- Born: Edith Laura Urch Russia
- Occupations: Nurse; charity worker;

= Edith Urch =

British humanitarian (c. 1915–1978)

Edith Laura Urch (c. 1915 - January 1978), known to her friends as Urchie, was an English nurse and charity worker who founded the Ladyeholme Housing Association, a charity for homeless people, and ran it as general secretary until her death.

Urch was born in Russia, although her parents were both from Somerset. Her father, Reginald Urch, was Professor of English at the University of Moscow. Shortly after the Russian Revolution in 1917, her father was arrested and incarcerated in the Lubyanka Prison, and she and her mother hid in a tiny peasant cottage just outside the city. Eventually, in 1920, her father was released, and the family returned to England. She remembered her experiences of poverty in Russia all her life, and these contributed to her founding of Ladyeholme. Her father later returned to the area as Russian and Baltic correspondent of The Times, based in Riga, Latvia.

Urch was educated in England and France and then joined the Poor Clares as a postulant. However, she decided that her vocation was in nursing and left the order (although she remained a deeply devout Roman Catholic all her life), qualifying as a State Registered Nurse and later also as a State Certified Midwife. She eventually rose to become a sister-tutor at the Charing Cross Hospital in London.

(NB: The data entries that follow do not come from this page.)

PR #666, opened 2019-11-07
refresh materialized view instead of drop/recreate

katherinebernstein:


geekbeast:
However it should be less of a problem now that we're never changing the query.

PR #86, opened 2014-11-07
Make the return value of "Parse metadata" consistent

fmarier:
The output of this algorithm should be the same in all three
cases:

- the empty string
- a list of one or more metadata with unrecognized hash functions
- a list of one or more metadata with invalid ni URI

This change makes the last two cases match the output of the first.

### DIFF
--- a/specs/subresourceintegrity/spec.markdown
+++ b/specs/subresourceintegrity/spec.markdown
@@ -390,7 +390,8 @@ the user agent.
         <var>token</var>.
     3.  If <var>algorithm</var> is a hash function recognized by the user
         agent, add <var>token</var> to <var>result</var>.
-4.  Return <var>result</var>.
+4.  Return `no metadata` if <var>result</var> is empty, otherwise return
+    <var>result</var>.
 
 [split-on-spaces]: http://www.w3.org/TR/html5/infrastructure.html#split-a-string-on-spaces
 </section><!-- Algorithms::parse -->


devd:
I am not sure if the right thing is to return empty value from algorithm in all three cases or to treat all three as empty in the spec. The different values could allow for flexibility in the future, maybe? And I imagine UAs might want to implement that anyhow to differentiate warnings in the console. WDYT @mozfreddyb @metromoxie

metromoxie:
I don't feel too strongly either way. I think the point about warnings is good, but UAs could, of course, juts do that mid-algorithm anyway.

fmarier:
@devd Speaking for the Firefox implementation, the algorithm in the spec is not really what I've implemented anyways. I do check for various ways in which things fail to be valid.

However, I think these are implementation details and that the spec algorithm can omit these details and focus on being simple to understand and reason about.

mozfreddyb:
I hope that users and authors in our spec audience will outnumber us user agent people. So maybe we should optimize for clarity, not for implementation?

mikewest:
I'd agree that you should optimize for clarity, but I would tentatively suggest that the _prose_ in your specification is for authors and users, and it should explain enough for them to understand both the intent and impact of the feature. The algorithms are probably best written with implementers as the target audience.

devd:
lets merge this for now and then take another edit pass at it later. I imagine we will need to edit the use of ni:// URIs too.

During the Second World War, she suffered severe spinal injuries during an air raid, which left her partially disabled and often in great pain for the rest of her life. In 1951, using her disability pension, she bought a small terraced house in Battersea and began to take in homeless people. This developed into Ladyeholme (the name coming from an historical association devoted to the Virgin Mary), which eventually had use of 42 houses throughout London. These houses had generally been purchased by public authorities, such as the Department of Transport or the GLC, for road schemes or other public works and Ladyeholme was able to use them to house the homeless pending final definition. The charity was always short of money, and Urch often lived in poverty herself at her home/office in Warwick Way, London, SW1, giving everything she had to it. She was often in conflict with Shelter, a much larger charity for the homeless, whom she accused of including the families housed by Ladyeholme in its statistics and claiming that it was the only charity helping the homeless in London, ignoring the existence of Ladyeholme. The charity relied extensively on voluntary work, often coming from Church connections. In the end, Ladyeholme failed to endure because her tremendous drive was not matched by high-quality governance.